# WHAT TO WORK ON:
Your job with the data below is to output exactly the lines from the one holding "PR #190, opened 2026-09-18" down to the one holding "document carries is", both included, and no others.

# SUPPLIED RECORDS:
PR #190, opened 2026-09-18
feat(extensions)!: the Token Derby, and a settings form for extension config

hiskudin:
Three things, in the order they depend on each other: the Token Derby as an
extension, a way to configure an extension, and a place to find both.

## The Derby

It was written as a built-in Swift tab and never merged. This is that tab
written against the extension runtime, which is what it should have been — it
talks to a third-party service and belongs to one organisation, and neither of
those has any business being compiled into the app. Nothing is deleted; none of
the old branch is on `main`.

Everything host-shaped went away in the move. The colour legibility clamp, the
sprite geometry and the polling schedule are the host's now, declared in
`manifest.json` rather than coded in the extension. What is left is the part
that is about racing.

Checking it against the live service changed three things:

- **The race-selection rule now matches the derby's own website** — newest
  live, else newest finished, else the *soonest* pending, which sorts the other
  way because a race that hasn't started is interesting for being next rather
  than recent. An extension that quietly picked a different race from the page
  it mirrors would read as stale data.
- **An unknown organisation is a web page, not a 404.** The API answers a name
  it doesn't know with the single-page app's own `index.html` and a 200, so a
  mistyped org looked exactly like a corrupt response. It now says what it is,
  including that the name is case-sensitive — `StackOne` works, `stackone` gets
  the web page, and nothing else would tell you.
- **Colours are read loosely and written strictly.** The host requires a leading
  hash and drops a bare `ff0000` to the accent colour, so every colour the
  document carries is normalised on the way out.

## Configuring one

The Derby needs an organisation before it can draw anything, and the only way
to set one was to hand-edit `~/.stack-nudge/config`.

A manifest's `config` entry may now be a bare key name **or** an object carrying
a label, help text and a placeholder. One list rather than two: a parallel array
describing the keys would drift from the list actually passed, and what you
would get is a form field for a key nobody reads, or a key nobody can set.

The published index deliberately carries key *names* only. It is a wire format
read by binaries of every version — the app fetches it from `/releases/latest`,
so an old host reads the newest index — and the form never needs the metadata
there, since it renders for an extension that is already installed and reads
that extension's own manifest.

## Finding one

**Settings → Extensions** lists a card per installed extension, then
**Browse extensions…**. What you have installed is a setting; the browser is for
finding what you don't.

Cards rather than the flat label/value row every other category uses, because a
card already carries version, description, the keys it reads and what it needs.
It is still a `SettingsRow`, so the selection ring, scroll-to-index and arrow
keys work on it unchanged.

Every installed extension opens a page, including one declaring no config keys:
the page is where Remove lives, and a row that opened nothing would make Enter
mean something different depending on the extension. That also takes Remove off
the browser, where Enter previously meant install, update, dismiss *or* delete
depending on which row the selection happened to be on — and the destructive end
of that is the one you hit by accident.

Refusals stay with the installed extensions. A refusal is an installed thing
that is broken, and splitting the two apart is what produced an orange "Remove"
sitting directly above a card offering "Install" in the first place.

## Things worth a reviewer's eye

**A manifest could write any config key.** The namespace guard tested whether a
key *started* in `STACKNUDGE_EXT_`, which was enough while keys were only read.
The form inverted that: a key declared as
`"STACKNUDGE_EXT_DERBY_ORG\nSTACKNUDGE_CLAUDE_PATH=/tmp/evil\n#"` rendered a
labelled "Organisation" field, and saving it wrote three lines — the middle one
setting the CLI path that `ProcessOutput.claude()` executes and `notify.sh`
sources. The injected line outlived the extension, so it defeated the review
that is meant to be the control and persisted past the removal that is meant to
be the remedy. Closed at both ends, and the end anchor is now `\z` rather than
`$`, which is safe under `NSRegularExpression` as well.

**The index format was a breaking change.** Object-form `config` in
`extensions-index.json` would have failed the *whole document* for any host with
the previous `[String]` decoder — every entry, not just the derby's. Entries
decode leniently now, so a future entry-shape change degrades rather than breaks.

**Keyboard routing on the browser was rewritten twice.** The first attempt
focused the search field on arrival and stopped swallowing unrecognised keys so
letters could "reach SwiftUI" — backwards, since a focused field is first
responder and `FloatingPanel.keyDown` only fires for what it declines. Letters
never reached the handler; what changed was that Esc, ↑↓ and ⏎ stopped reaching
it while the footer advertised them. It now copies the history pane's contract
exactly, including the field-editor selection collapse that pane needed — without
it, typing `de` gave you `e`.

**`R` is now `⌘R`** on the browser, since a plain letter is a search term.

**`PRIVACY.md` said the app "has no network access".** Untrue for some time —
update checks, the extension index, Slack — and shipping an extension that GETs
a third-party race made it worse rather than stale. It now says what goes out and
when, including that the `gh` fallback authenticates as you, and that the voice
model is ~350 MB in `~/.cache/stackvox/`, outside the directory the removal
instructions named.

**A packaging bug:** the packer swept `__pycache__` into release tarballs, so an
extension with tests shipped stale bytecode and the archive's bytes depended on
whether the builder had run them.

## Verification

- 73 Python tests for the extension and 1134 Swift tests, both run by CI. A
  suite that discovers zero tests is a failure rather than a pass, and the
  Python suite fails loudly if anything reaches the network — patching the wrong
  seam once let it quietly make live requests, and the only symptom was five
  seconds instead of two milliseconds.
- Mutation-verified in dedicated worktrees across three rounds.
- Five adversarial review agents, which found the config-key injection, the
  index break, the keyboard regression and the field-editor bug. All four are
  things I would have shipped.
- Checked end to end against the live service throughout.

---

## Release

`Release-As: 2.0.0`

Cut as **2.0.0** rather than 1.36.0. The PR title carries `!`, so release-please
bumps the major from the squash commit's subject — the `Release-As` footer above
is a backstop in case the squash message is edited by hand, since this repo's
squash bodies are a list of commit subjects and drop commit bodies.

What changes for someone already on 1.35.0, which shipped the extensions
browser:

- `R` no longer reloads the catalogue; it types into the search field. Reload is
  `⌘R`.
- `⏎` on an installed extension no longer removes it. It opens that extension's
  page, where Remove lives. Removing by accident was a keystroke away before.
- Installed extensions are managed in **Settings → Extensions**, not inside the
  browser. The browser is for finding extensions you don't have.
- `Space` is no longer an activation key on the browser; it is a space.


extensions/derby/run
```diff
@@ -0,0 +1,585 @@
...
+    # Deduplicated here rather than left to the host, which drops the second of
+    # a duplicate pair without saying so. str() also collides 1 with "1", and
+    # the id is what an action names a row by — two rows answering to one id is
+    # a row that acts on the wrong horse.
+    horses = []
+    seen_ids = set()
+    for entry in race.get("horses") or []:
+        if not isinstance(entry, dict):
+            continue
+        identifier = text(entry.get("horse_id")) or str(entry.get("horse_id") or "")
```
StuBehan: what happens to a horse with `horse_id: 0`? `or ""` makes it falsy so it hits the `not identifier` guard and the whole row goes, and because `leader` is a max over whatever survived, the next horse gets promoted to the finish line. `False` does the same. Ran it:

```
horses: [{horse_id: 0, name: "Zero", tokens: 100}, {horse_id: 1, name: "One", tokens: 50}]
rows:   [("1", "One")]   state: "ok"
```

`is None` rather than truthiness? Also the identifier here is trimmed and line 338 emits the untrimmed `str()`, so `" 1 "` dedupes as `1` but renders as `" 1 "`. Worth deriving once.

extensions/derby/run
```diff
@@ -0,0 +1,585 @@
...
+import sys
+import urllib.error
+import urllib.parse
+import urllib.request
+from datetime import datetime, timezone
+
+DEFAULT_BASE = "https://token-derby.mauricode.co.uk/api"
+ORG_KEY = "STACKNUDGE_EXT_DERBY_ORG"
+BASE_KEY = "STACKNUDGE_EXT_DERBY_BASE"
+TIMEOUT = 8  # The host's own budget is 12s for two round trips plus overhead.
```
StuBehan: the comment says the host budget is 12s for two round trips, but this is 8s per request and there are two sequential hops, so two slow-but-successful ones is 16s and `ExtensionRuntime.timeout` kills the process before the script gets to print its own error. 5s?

---

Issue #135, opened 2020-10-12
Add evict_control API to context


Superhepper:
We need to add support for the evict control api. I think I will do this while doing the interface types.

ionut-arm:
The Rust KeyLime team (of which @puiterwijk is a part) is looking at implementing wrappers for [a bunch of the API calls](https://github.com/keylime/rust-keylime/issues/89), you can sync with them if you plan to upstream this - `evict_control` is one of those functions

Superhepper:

# RESULT OF THIS EXERCISE:
PR #190, opened 2026-09-18
feat(extensions)!: the Token Derby, and a settings form for extension config

hiskudin:
Three things, in the order they depend on each other: the Token Derby as an
extension, a way to configure an extension, and a place to find both.

## The Derby

It was written as a built-in Swift tab and never merged. This is that tab
written against the extension runtime, which is what it should have been — it
talks to a third-party service and belongs to one organisation, and neither of
those has any business being compiled into the app. Nothing is deleted; none of
the old branch is on `main`.

Everything host-shaped went away in the move. The colour legibility clamp, the
sprite geometry and the polling schedule are the host's now, declared in
`manifest.json` rather than coded in the extension. What is left is the part
that is about racing.

Checking it against the live service changed three things:

- **The race-selection rule now matches the derby's own website** — newest
  live, else newest finished, else the *soonest* pending, which sorts the other
  way because a race that hasn't started is interesting for being next rather
  than recent. An extension that quietly picked a different race from the page
  it mirrors would read as stale data.
- **An unknown organisation is a web page, not a 404.** The API answers a name
  it doesn't know with the single-page app's own `index.html` and a 200, so a
  mistyped org looked exactly like a corrupt response. It now says what it is,
  including that the name is case-sensitive — `StackOne` works, `stackone` gets
  the web page, and nothing else would tell you.
- **Colours are read loosely and written strictly.** The host requires a leading
  hash and drops a bare `ff0000` to the accent colour, so every colour the
  document carries is normalised on the way out.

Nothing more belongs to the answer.